YOUR ASSIGNMENT:
What lines of the data include the string "like"? Copy them all.

━━ PROVIDED DATA ━━

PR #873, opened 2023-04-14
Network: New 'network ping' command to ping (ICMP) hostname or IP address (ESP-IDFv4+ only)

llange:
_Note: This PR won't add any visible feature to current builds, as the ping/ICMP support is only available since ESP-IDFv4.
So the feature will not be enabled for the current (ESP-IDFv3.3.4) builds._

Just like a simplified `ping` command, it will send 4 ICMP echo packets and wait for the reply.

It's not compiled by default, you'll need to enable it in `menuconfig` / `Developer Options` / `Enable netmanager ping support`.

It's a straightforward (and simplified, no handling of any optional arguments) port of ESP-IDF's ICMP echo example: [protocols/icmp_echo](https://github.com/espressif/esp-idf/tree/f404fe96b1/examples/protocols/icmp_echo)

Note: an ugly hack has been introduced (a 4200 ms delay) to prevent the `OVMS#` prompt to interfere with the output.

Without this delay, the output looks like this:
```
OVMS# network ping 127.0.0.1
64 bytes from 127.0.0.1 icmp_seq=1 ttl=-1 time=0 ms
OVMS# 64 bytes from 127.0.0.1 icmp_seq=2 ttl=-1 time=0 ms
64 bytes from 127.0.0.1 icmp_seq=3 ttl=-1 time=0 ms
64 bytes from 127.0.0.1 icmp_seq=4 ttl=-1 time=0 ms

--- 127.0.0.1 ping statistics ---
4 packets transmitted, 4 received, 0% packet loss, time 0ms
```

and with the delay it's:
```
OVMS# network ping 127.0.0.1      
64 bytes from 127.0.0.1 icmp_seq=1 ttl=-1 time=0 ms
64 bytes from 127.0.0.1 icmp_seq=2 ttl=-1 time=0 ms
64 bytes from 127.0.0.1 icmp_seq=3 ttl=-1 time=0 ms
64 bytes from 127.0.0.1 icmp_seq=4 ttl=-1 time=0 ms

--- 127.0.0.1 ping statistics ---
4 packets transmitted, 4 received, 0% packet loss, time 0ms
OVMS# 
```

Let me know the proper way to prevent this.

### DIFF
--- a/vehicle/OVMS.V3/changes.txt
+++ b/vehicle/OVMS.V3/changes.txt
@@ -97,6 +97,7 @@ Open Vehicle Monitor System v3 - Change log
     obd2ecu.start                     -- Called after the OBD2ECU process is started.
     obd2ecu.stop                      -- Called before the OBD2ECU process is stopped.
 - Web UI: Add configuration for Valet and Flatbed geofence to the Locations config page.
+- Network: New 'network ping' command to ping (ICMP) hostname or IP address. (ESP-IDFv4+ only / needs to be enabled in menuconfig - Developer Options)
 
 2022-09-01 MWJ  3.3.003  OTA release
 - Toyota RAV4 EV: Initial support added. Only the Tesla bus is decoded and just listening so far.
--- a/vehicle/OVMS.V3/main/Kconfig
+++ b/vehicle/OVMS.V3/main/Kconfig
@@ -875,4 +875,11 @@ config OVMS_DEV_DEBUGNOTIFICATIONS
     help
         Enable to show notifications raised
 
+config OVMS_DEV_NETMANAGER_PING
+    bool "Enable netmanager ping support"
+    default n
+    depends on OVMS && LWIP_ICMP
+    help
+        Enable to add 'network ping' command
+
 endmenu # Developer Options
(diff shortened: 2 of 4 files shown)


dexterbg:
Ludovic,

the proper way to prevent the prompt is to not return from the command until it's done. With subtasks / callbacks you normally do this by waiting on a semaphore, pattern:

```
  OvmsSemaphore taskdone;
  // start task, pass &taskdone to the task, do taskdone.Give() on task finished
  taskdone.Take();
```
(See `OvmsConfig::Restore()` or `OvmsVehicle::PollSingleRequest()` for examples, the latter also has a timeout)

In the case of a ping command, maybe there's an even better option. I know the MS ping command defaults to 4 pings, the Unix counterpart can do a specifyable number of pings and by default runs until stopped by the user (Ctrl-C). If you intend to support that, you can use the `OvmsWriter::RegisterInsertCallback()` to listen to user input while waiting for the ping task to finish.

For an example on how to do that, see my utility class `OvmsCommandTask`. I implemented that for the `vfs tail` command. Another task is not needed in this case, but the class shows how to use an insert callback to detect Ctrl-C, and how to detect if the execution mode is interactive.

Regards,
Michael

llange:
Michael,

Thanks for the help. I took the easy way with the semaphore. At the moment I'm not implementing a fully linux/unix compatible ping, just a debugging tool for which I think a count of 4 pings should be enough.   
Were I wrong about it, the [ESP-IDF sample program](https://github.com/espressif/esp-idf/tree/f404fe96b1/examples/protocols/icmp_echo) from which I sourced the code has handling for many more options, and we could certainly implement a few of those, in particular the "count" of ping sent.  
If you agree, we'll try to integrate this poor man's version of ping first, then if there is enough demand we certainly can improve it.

━━━

REPLY:
Just like a simplified `ping` command, it will send 4 ICMP echo packets and wait for the reply.
Without this delay, the output looks like this:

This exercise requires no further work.